**Exercise requirements**
Check each line of the records below for the word "also" and give the number of lines that have it, with nothing added.

[Stored items]
--------------------
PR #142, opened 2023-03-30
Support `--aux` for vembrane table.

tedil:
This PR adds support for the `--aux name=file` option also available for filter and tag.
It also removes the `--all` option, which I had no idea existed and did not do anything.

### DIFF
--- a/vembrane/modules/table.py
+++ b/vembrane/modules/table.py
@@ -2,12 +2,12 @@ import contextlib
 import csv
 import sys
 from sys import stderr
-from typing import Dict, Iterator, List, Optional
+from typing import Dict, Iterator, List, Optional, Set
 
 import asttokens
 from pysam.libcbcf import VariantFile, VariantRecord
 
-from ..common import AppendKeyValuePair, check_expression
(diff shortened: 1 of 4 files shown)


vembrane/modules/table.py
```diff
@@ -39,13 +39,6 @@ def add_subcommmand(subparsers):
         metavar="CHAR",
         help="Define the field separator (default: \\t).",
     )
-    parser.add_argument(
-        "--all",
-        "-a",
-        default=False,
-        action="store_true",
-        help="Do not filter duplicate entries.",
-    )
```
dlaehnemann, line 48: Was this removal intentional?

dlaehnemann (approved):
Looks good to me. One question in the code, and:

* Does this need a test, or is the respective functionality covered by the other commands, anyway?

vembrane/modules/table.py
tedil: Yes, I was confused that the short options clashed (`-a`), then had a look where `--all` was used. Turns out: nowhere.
--------------------
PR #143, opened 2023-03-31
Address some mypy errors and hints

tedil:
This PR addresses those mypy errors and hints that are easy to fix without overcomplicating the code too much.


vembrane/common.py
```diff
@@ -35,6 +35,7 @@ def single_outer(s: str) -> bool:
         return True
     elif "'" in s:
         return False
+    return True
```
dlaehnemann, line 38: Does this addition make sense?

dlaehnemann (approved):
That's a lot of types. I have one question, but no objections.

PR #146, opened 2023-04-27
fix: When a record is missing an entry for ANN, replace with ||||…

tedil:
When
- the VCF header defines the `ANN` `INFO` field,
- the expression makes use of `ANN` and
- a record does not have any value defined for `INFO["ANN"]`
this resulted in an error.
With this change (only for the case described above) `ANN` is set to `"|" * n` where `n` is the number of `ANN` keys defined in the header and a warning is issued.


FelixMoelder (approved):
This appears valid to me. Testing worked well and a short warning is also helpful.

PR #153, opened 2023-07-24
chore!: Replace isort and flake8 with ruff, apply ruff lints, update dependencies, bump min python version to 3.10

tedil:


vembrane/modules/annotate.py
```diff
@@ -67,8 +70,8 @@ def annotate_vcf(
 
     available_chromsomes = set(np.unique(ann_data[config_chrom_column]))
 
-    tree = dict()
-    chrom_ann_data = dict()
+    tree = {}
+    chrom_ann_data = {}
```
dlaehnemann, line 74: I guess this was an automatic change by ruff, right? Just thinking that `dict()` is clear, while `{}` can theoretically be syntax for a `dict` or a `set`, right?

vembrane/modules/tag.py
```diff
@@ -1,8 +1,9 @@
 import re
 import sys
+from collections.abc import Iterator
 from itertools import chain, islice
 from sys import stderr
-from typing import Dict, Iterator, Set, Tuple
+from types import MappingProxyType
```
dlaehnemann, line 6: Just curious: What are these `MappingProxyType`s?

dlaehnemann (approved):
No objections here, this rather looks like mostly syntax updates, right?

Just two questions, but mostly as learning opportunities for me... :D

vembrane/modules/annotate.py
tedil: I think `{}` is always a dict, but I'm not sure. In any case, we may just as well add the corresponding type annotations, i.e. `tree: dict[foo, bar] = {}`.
--------------------
**Answer to the problem**
3